Wrap Path2D in an object that "remembers" the individual vertices and provides them to the client. This worked for me when I needed an Area that remembered its component shapes: I wrapped it in a CompoundShape class that implemented the Shape interface and forwarded all the Shape methods to Area's implementation of them, while keeping track of each Shape that was added to the Area in an ArrayList. The problem with this is that if I keep track of the individual vertices in two arrays of floats, there is no way to expose them to the user without the possibility of the user changing the vertices - and since that would happen by direct array access, the internal Path2D wouldn't get notified of the changes.
Copy Polygon.java. The actual source code of Java's Polygon class is available on grepcode.com, and I could simply replace the vertex-related ints with floats throughout to get a Polygon2D. Unfortunately, when I tried this, the line import sun.awt.geom.Crossings; threw a compiler error saying "The type Crossings is not accessible due to restriction on required library C:\Program Files\Java\jre7\lib\rt.jar." According to this question that happens because Sun's license agreement prevents you from replacing core Java classes with your own, but Polygon doesn't try to do that - it simply creates an object of type sun.awt.geom.Crossings, no replacing or extending happens, and I made sure to put my copy of Polygon in a package not called "java".
What's the best way to proceed with this?
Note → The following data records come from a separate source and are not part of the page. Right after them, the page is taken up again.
PR #21, opened 2019-10-14
Datastore backed Key, Head, and Metadata books

### LINKED ISSUE #7: Datastore backed HeadBook
Make a ipfs go-datastore implementation for HeadBook

### LINKED ISSUE #8: Datastore backed KeyBook
Make a ipfs go-datastore implementation for Keybook

### LINKED ISSUE #9: Datastore ThreadMetadata for Threadstore
Use ipfs go-datastore implementation for ThreadMetadata in Threadstore

jsign:
Fixes #7 
Fixes #8 
Fixes #9 

This is a datastore backed implementations of Keys, Heads and Metadata books for `Threadstore`.

This already _assumes_ a merged [Draft PR in `go-textile-core`](https://github.com/textileio/go-textile-core/pull/13) which will be possibly merged after merging #15 . This consideration (changed API defs) resulted in changing the `tstoremem` implementation, and tests.

After #15 gets merged, I still need to adjust some more things from that new code that will appear when rebasing.

To recap: The expected ordered flow of merges would be: #15, [`go-textile-core` PR](https://github.com/textileio/go-textile-core/pull/13), and this PR.


jsign:
Note here: I'll take out the LevelDB datastore for tests and only leave Badger. One of every 5 o 6 tests fail, so it's kind of flaky. I wonder if this is the same reason that the peerstore has it commented out. If that's the case, we reached the same conclusion.

tstoremem/metadata.go
```diff
@@ -29,7 +29,39 @@ func NewThreadMetadata() tstore.ThreadMetadata {
...
+}
+
+func (ts *memoryThreadMetadata) GetString(t thread.ID, key string) (*string, error) {
+	val := ts.getValue(t, key).(string)
+	return &val, nil
+}
+
+func (ts *memoryThreadMetadata) PutBytes(t thread.ID, key string, val []byte) error {
+	b := make([]byte, len(val))
+	copy(b, val)
```
jsign: Changed here to copy the byte slice. Might be debatable though, but I think is safer than a further change in the slice after `PutBytes` doesn't also mean changing the stored value.

jsign:
Feels ready to review, tests pass (leaving apart a particular test that is known to not be working yet).

When the[ `go-textile-core` PR gets merged and tagged](https://github.com/textileio/go-textile-core/pull/13), I'll add an extra commit here for the `go.mod` and switch for review.

jsign:
Considering we'll tag later, I updated `go.mod` to `go-textile-core` current master.

tstoreds/headbook.go
```diff
@@ -0,0 +1,141 @@
...
+		return fmt.Errorf("error when getting current heads from log %v: %w", key, err)
+	}
+
+	set := make(map[cid.Cid]struct{})
+	for i := range hr.Heads {
+		set[hr.Heads[i].Cid.Cid] = struct{}{}
+	}
+	for i := range heads {
+		if !heads[i].Defined() {
+			log.Warningf("ignoring head %s is is undefined for %s", heads[i], key)
```
sanderpick: double "is"

tstoreds/keybook.go
```diff
@@ -0,0 +1,193 @@
...
+	return pk, nil
+}
+
+// AddPubKey adds the public key of peer.ID which should match accordingly.
+func (kb *dsKeyBook) AddPubKey(t thread.ID, p peer.ID, pk ic.PubKey) error {
+	if pk == nil {
+		return fmt.Errorf("public key is nil")
+	}
+
+	if !p.MatchesPublicKey(pk) {
```
sanderpick: 👍

tstoreds/keybook.go
```diff
@@ -0,0 +1,193 @@
...
+func (kb *dsKeyBook) PubKey(t thread.ID, p peer.ID) (ic.PubKey, error) {
+	key := dsKey(t, p, kbBase).Child(pubSuffix)
+
+	var pk ic.PubKey
+	if v, err := kb.ds.Get(key); err == nil {
+		if pk, err = ic.UnmarshalPublicKey(v); err != nil {
+			return nil, fmt.Errorf("store backed public key %s can't be unmarshaled: %w", key, err)
+		}
+	} else if err == ds.ErrNotFound {
+		pk, err = p.ExtractPublicKey()
```
sanderpick: This case is a little weird. I think I removed it from the mem store version. Extracting and adding _within_ a get call feels like a black box... perhaps useful in the normal peerstore, but probably not what we want with threads. Checking if pubkey is not nil is useful to see if we have the log.

tstoreds/metadata.go
```diff
@@ -0,0 +1,113 @@
...
+	k := keyMeta(t, key)
+	v, err := ts.ds.Get(k)
+	if err == ds.ErrNotFound {
+		return err
+	}
+	if err != nil {
+		return fmt.Errorf("error when getting key from meta datastore: %w", err)
+	}
+	r := bytes.NewReader(v)
+	if err := gob.NewDecoder(r).Decode(res); err != nil {
```
sanderpick: 👍

threads.go
```diff
@@ -205,11 +205,19 @@ func (t *threads) Put(ctx context.Context, rec thread.Record, opts ...tserv.PutO
 func (t *threads) Pull(ctx context.Context, id thread.ID, lid peer.ID, offset cid.Cid, opts ...tserv.PullOption) ([]thread.Record, error) {
 	settings := tserv.PullOptions(opts...)
 
-	if t.PubKey(id, lid) == nil {
+	pk, err := t.PubKey(id, lid)
+	if err != nil {
+		return nil, fmt.Errorf("couldn't fetch public key from book: %v", err)
```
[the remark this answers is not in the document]
sanderpick: After looking at the books, it looks like you are already wrapping these errors. Do you think we need the additional wrap here? It just makes the code less readable IMO.

service.go
```diff
@@ -195,16 +213,23 @@ func (s *service) push(ctx context.Context, rec thread.Record, id thread.ID, lid
...
+	logKey, err := s.threads.ReadKey(settings.Thread, settings.KeyLog)
+	if err != nil {
+		return fmt.Errorf("couldn't fetch read key from book: %v", err)
+	}
 	if logKey != nil {
 		keyLog = &pb.ProtoPeerID{ID: settings.KeyLog}
 	}
+	followKey, err := s.threads.FollowKey(id, lid)
+	if err != nil {
+		return fmt.Errorf("couldn't fetch follow key from addr book: %v", err)
```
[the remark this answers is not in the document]
jsign: (Gonna answer below about this)

threads.go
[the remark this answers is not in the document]
jsign: Yes, you're right. I think since I already wrap them in the books, it could be returned _as is_ at this level.

Regarding errors in general, I had pending a bit more thinking about this. Go 1.13 already has a stronger opinion about error wrapping and some new primitives to make life easier (since this string returning stuff leaves no room for the caller to check anything). 

For the moment I'm going to wipe off these `fmt.Errorf`s that are wrapped in books, and then consolidate better what I'm thinking about the error-style thing to chat about it.

tstoreds/keybook.go
jsign: Yeah, it's a bit magical. Also, seems unexpected that a read might eventually affect the store (an indirect a `.Put` is done). Gonna take it out.

PR #25, opened 2019-10-16
threadstore: new metadata testsuite & bugfix inmem metadata book

### LINKED ISSUE #23: Add Metadata test to Threadstore suite
There're some tests for Metadata but in the `Threadservice` suite scope that uses `inmem` implementation. 

I'll add some tests to a `metadata_suite.go` to test both `inmem` and `tstoreds`. Making it in other PR to avoid blocking the current one since it is making lots of changes.

jsign:
Fixes #23 

When executing the test, I realized that the inmem metadata book wasn't working correctly when getting non-existent keys. So, kind of already paid off. :)

@sanderpick, these changes are parallel to existing PR, so I'll leave it to your preference when to merge it. Leaving it here if the fixed bug may be bothering some tests.

### DIFF
--- a/test/metadata_suite.go
+++ b/test/metadata_suite.go
@@ -1,0 +1,160 @@
+package test
+
+import (
+	"bytes"
+	"testing"
+
+	"github.com/textileio/go-textile-core/thread"
+	tstore "github.com/textileio/go-textile-core/threadstore"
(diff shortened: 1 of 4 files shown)


sanderpick:
Merge away!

I'd appreciate either suggestions for how make one of these options work or an idea for another option that doesn't have the problems these encounter.
I would also recommend Path2D. GeneralPath is a legacy class; don't use it.
Path2D does provide access to the vertex values, albeit it a roundabout fashion. You need to use a PathIterator:
PathIterator pi = path.getPathIterator(null);
float[] value = new float[6];
float x = 0, y = 0;
while (!pi.isDone()) {
int type = pi.currentSegment(values);
if (type == PathIterator.SEG_LINETO) {
x = values[0];
y = values[1];
}
else if (type == PathIterator.SEG_CLOSE) {
x = 0;
y = 0;
}
else {
// SEG_MOVETO, SEG_QUADTO, SEG_CUBICTO
}
pi.next();
}
When you're ready to get fancy, you can expand that else to support the quadratic and cubic curves.
I assume you don't need those at this time as you're talking about polygons.
Also, Path2D has some handy static methods for testing whether the path intersects a rectangle and whether the path contains a rectangle or point. Sadly, there are no methods for testing for a path intersecting or containing another path.
Perhaps have the internals of the polygon at a different scale?
Multiply by a large number and typecast to int when writing to it, divide by the same large number when reading?
Can you use a 3rd party library? If so, might I suggest to use the Slick 2D Polygon class. What I would do is internally, use this class for your actual Polygon to check intersection with contains and then when you need to draw, just cast the float values to int and draw the Java2D Polygon.
I know this might not be the optimal solution, but it might work for what you're doing.